─── Exercise inputs

PR #4671, opened 2026-03-20
Hotfix/4624/swagger UI exposed in production no permission check

ktsapo:
## Summary by CodeRabbit

* **New Features**
  * Add a security setting to enable/disable Swagger UI (enabled by default).
  * Middleware enforces Swagger UI access, returning 403 when disabled.
  * API home endpoint now conditionally redirects to Swagger or returns "API is running" based on that setting.

* **Bug Fixes**
  * Improved API schema ID generation to avoid collisions for certain system types.

### DIFF
--- a/shesha-core/src/Shesha.Framework/Swagger/SwaggerUiAccessMiddleware.cs
+++ b/shesha-core/src/Shesha.Framework/Swagger/SwaggerUiAccessMiddleware.cs
@@ -18,9 +18,7 @@ namespace Shesha.Swagger
         public async Task InvokeAsync(HttpContext context, RequestDelegate next)
         {
             var path = context.Request.Path;
-            var isSwaggerUi = path.StartsWithSegments("/swagger", StringComparison.OrdinalIgnoreCase)
-                              && path.Value != null
-                              && !path.Value.EndsWith(".json", StringComparison.OrdinalIgnoreCase);
+            var isSwaggerUi = path.Value != null && path.StartsWithSegments("/swagger", StringComparison.OrdinalIgnoreCase);
 
             if (isSwaggerUi)
             {


shesha-core/src/Shesha.Framework/Swagger/SwaggerUiAccessMiddleware.cs
```diff
@@ -0,0 +1,43 @@
...
+        {
+            var path = context.Request.Path;
+            var isSwaggerUi = path.StartsWithSegments("/swagger", StringComparison.OrdinalIgnoreCase)
+                && !path.Value.EndsWith(".json", StringComparison.OrdinalIgnoreCase);
+
+            if (isSwaggerUi)
+            {
+                if (context.RequestServices.GetService(typeof(ISecuritySettings)) is ISecuritySettings securitySettings)
+                {
+                    var settings = await securitySettings.SecuritySettings.GetValueAsync();
```
IvanIlyichev, line 33: @ktsapo Swagger should be disabled when settings are not available due to any reasons

shesha-core/src/Shesha.Framework/Swagger/SwaggerUiAccessMiddleware.cs
```diff
@@ -0,0 +1,53 @@
...
+    public class SwaggerUiAccessMiddleware: IMiddleware, ITransientDependency
+    {
+        public ILogger Logger { get; set; } = NullLogger.Instance;
+
+        public async Task InvokeAsync(HttpContext context, RequestDelegate next)
+        {
+            var path = context.Request.Path;
+            var isSwaggerUi = path.StartsWithSegments("/swagger", StringComparison.OrdinalIgnoreCase)
+                              && path.Value != null
+                              && !path.Value.EndsWith(".json", StringComparison.OrdinalIgnoreCase);
```
IvanIlyichev: @ktsapo. All urls which starts with `/swagger` should be disabled otherwise it's possiblke to get access to API schema using direct links like `/swagger/service:Area/swagger.json`

Issue #4341, opened 2025-12-10
Unable to Configure Models on Non-Template Forms - Dialog Buttons Not Working


Tshepiso-R:
## Description
When creating a form without using a template, the action buttons (OK/Save) in the Settings dialog become non-responsive after attempting to configure a model type. This issue is specific to the non-template form creation workflow and does not affect forms created using templates.

**Root Cause**: The **Appearance tab** has a mandatory **Layout** field that is not being validated or communicated to the user. The dialog silently prevents submission due to this missing required field without providing any validation feedback or error messages.

## Steps to Reproduce
URL: [Form created without selecting a template](https://linux-functional-v0-44-adminportal-test.azurewebsites.net/shesha/forms-designer?id=dc6ea4c6-4d0c-4401-96b2-544d2a3687c2)

1. Click on **Settings** button
2. Search for any entity in the model type selector
3. Select and configure the model type
4. Attempt to click **OK** (or equivalent action button)

## Actual Results
- Action buttons remain completely non-responsive
- User is not informed that the Layout field is required
- No visual indication of which field is blocking submission

## Expected Results
**Either:**
- **Default Layout should be set automatically** when creating forms without templates (matches template behavior), OR
- **User should be told to configure Layout** with clear validation errors, field highlighting, and navigation to Appearance tab

James-Baloyi:
This is a .43 issue. Check if sorted

James-Baloyi:
PR Merged. Waiting for build before pushing to testing

PR #4728, opened 2026-04-02
default layout for form settings modal

James-Baloyi:
#4341


IvanIlyichev (changes requested):
Hi @James-Baloyi. Default value should not be set on component level, it's part of legacy functionality that will be removed. This change should be applied on the `formSettingsMigrations`

James-Baloyi:
@IvanIlyichev updated the PR

IvanIlyichev (approved):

──────

— Work to be completed —
Go through the data and show every line where "Task" occurs.

— Reply —
         public async Task InvokeAsync(HttpContext context, RequestDelegate next)
+        public async Task InvokeAsync(HttpContext context, RequestDelegate next)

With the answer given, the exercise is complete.